Good practices for designing Open Data learning experiences

Finding new ways and materials to create engaging, meaningful, and interesting learning experiences is always a challenge. In a data-driven world, the vast amount of available data is not just a powerful resource to enhance learning, it’s also a tool for developing important, 21st century skills.

 

 

Open Data, which is data that’s freely available without technical or legal restrictions, is increasingly being shared by governments, research institutions, NGOs, and individuals. Open datasets about air or water quality, transport, government spending, natural resources, and demographics are just a few examples available through national, regional, or institutional open data portals.

 

 

Imagine learning with real, timely, and tangible data. It’s a picture of the real world, one that can open minds.

 

 

Would you like to make use of this rich resource to design learning experiences? 
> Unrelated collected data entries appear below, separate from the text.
PR #662, opened 2020-12-08
Fix truncated environment variable expansions

srchase:
Any environment variable expansions in smithy-build.json that did not start at the beginning of the field resulted in dropping the character that preceded the ${NAME} placeholder.

Consider the following `smithy-build.json` example, with the environment variable of `FOO` was set to `BAZ`:
```
{
    "version": "1.0",
    "projections": {
        "a": {
            "transforms": [
                {
                    "name": "includeShapesByTag",
                    "args": {
                        "tags": ["BAR${FOO}"]
                    }
                }
            ]
        }
    }
}
```
Currently, this results in the shapes with the tag `BABAZ` being included, instead of `BARBAZ` as expected.

This CR corrects the expansion behavior to assure preceding characters are included appropriately.

### DIFF
--- a/smithy-build/src/main/java/software/amazon/smithy/build/model/ConfigLoader.java
+++ b/smithy-build/src/main/java/software/amazon/smithy/build/model/ConfigLoader.java
@@ -115,6 +115,11 @@ final class ConfigLoader {
             while (matcher.find()) {
                 String variable = matcher.group(1);
                 String replacement = expand(node.getSourceLocation(), variable);
+                // INLINE over-matches to allow for escaping. If the over-matched first group does not start with
+                // '${', we need to prepend the first character from that group on the replacement.
+                if (!matcher.group(0).startsWith("${")) {
+                    replacement = matcher.group(0).charAt(0) + replacement;
+                }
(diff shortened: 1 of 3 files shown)


smithy-build/src/main/java/software/amazon/smithy/build/model/ConfigLoader.java
```diff
@@ -115,6 +115,11 @@ public Node stringNode(StringNode node) {
             while (matcher.find()) {
                 String variable = matcher.group(1);
                 String replacement = expand(node.getSourceLocation(), variable);
+                // INLINE over-matches to allow for escaping. If the over-matched first group does not start with
+                // '${', we need to prepend the first character from that group on the replacement.
+                if (!matcher.group(0).startsWith("${")) {
```
mtdowling, line 120: This works, but it would probably be easier to understand if this used https://github.com/awslabs/smithy/blob/master/smithy-utils/src/main/java/software/amazon/smithy/utils/SimpleParser.java. I think we can merge this for now to fix the bug, and then go back and improve this when we have time.

mtdowling (approved):

PR #692, opened 2021-01-22
Fix protocol test issues

### LINKED ISSUE #686: Clarifying questions on the restJson1 protocol spec
I have a couple clarifying questions on the restJson1 spec.

#### Question 1

[The spec states](https://awslabs.github.io/smithy/1.0/spec/aws/aws-restjson1-protocol.html#content-type) that the default Content-Type of `application/json` should be used, and that if there is a @httpPayload member, then there must be a Content-Type header and provides a table of possible values. What's not clear to me is what the expected behavior is when there are no members, or when there is no input/output shape on the operation. From what I can see in the protocol tests, the content type is `application/json` in these cases, but is that actually correct? Does it make sense to have a Content-Type when there is no content?

Tests I'm referencing:
- [EmptyInputAndEmptyOutput](https://github.com/awslabs/smithy/blob/main/smithy-aws-protocol-tests/model/restJson1/empty-input-output.smithy#L87), [IgnoreQueryParamsInResponse](https://github.com/awslabs/smithy/blob/main/smithy-aws-protocol-tests/model/restJson1/http-query.smithy#L253), [HttpResponseCode](https://github.com/awslabs/smithy/blob/main/smithy-aws-protocol-tests/model/restJson1/http-response-code.smithy#L29) - Each of these is setting Content-Type to `application/json` when there is no JSON payload.
- [GreetingWithErrors](https://github.com/awslabs/smithy/blob/main/smithy-aws-protocol-tests/model/restJson1/errors.smithy#L38) - This one, at a glance, looks like it is JSON, but the greeting value is actually a HTTP header, so there is no payload? I think?
- [HttpPayloadTraits](https://github.com/awslabs/smithy/blob/main/smithy-aws-protocol-tests/model/restJson1/http-payload.smithy#L32) - From my understanding of the spec, I think this test should have a Content-Type of `application/octet-stream`?

I think I might be misunderstanding something.

#### Question 2

For HTTP headers in restJson1, I'm trying to figure out how the `@sparse` trait on lists/sets plays into header values. I couldn't find it mentioned in the spec, and didn't see any protocol tests that exercise it.

So if I have something like this:

```
@sparse
list SparseList {
    member: String
}

structure ExampleInput {
    @httpHeader("X-Example")
    example: SparseList,
}
```

Is this supported? If so, how are the null values expected to be serialized?

Thanks!

mtdowling:
Closes #686

*Issue #, if available:* 686

*Description of changes:*

This commit fixes various issues raised in #686. Some of this is related to just broken test cases (typically describing responses), and some of it is related to needing to indicate that a test case is meant to provide a client with an invalid response to ensure the client can gracefully handle it.

### DIFF
--- a/smithy-aws-protocol-tests/model/awsJson1_0/empty-input-output.smithy
+++ b/smithy-aws-protocol-tests/model/awsJson1_0/empty-input-output.smithy
@@ -16,8 +16,14 @@ operation NoInputAndNoOutput {}
 
 apply NoInputAndNoOutput @httpRequestTests([
     {
-        id: "AwsJson10NoInputAndNoOutput",
-        documentation: "No input serializes no payload",
+        id: "AwsJson10MustAlwaysSendEmptyJsonPayload",
+        documentation: """
+                Clients must always send an empty JSON object payload for
+                operations with no input (that is, `{}`). While AWS service
+                implementations support requests with no payload or requests
+                that send `{}`, always sending `{}` from the client is
+                preferred for forward compatibility in case input is ever
+                added to an operation.""",
         protocol: awsJson1_0,
         method: "POST",
         headers: {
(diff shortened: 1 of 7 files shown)


smithy-aws-protocol-tests/model/restJson1/errors.smithy
```diff
@@ -31,13 +31,8 @@ apply GreetingWithErrors @httpResponseTests([
         documentation: "Ensures that operations with errors successfully know how to deserialize the successful response",
         protocol: restJson1,
         code: 200,
-        body: """
```
mtdowling, line 34: TBH, I'm confused as to how any protocol test generators were able to pass this test case.

rcoh: I assume because none of the current protocol test implementors are _generating_ response bodies? So they probably just ignore the body since there are no fields in it for this shape?

jasdel: Looking at the v2 SDK's protocol test for this, it looks like it happily deserializes the response. I think I'm missing why generated tests should not be able to deserialize this response.

https://github.com/aws/aws-sdk-go-v2/blob/a55d57fffff519278eabd0e18ffc2bfeaac633c6/internal/protocoltest/awsrestjson/api_op_GreetingWithErrors_test.go#L30-L45

jasdel: Ah ! i see the greeting comes from a header, not the payload.

mtdowling: Yeah, it's likely because deserialization code in clients just looks at the things it needs to look at for this test case (e.g., the header that greeting is bound to), and ignores the payload. I could see this kind of test being useful for pathological testing to ensure clients tolerate unexpected response content, but that should be in addition to expected responses, and they should always be marked with the `client-only` tag.

smithy-aws-protocol-tests/model/awsJson1_0/empty-input-output.smithy
```diff
@@ -16,28 +16,97 @@ operation NoInputAndNoOutput {}
...
+                protocol.""",
+        protocol: awsJson1_0,
+        method: "POST",
+        headers: {
+            "Content-Type": "application/x-amz-json-1.0",
+            "X-Amz-Target": "JsonRpc10.NoInputAndNoOutput",
+        },
+        uri: "/",
+        body: "",
+        tags: ["server-only"]
```
rcoh, line 53: server only vs. client only seems fundamental enough that it may be worth modeling

mtdowling: It does feel that way. Let's do that in a follow up PR though since these tags are already in use.

smithy-aws-protocol-tests/model/awsJson1_0/empty-input-output.smithy
```diff
@@ -16,28 +16,97 @@ operation NoInputAndNoOutput {}
...
         headers: {
             "Content-Type": "application/x-amz-json-1.0",
         },
         code: 200,
-   }
+        // Service implementations must ignore this test.
+        tags: ["client-only"]
+    },
+    {
+        id: "AwsJson10Handles_unexpected_json_output",
```
JordonPhillips, line 76: nit: the mixing of cases is a bit awkward

smithy-aws-protocol-tests/model/restJson1/http-query.smithy
```diff
@@ -246,17 +246,32 @@ operation IgnoreQueryParamsInResponse {
 apply IgnoreQueryParamsInResponse @httpResponseTests([
     {
         id: "RestJsonIgnoreQueryParamsInResponse",
-        documentation: "Query parameters must be ignored when serializing the output of an operation",
+        documentation: """
+                Query parameters must be ignored when serializing the output
+                of an operation. As of January 2021, server implementations
+                are expected to response with a JSON object regardless of
```
JordonPhillips, line 252: expected to respond

JordonPhillips (approved):

JordonPhillips (approved):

You don’t need to be a data scientist to make sense of open data, just curious and open-minded

During my doctoral research in the use of Open Data in elementary schools, I have developed interventions in schools, systematically designing with teachers and young students authentic and game-based open data learning designs. I have seen increased the students’ motivation for learning, and their awareness on social issues, which aligns with their curiosity and desire to be heard. Witnessing the impact of Open Data in students has inspired me to share these good practices. 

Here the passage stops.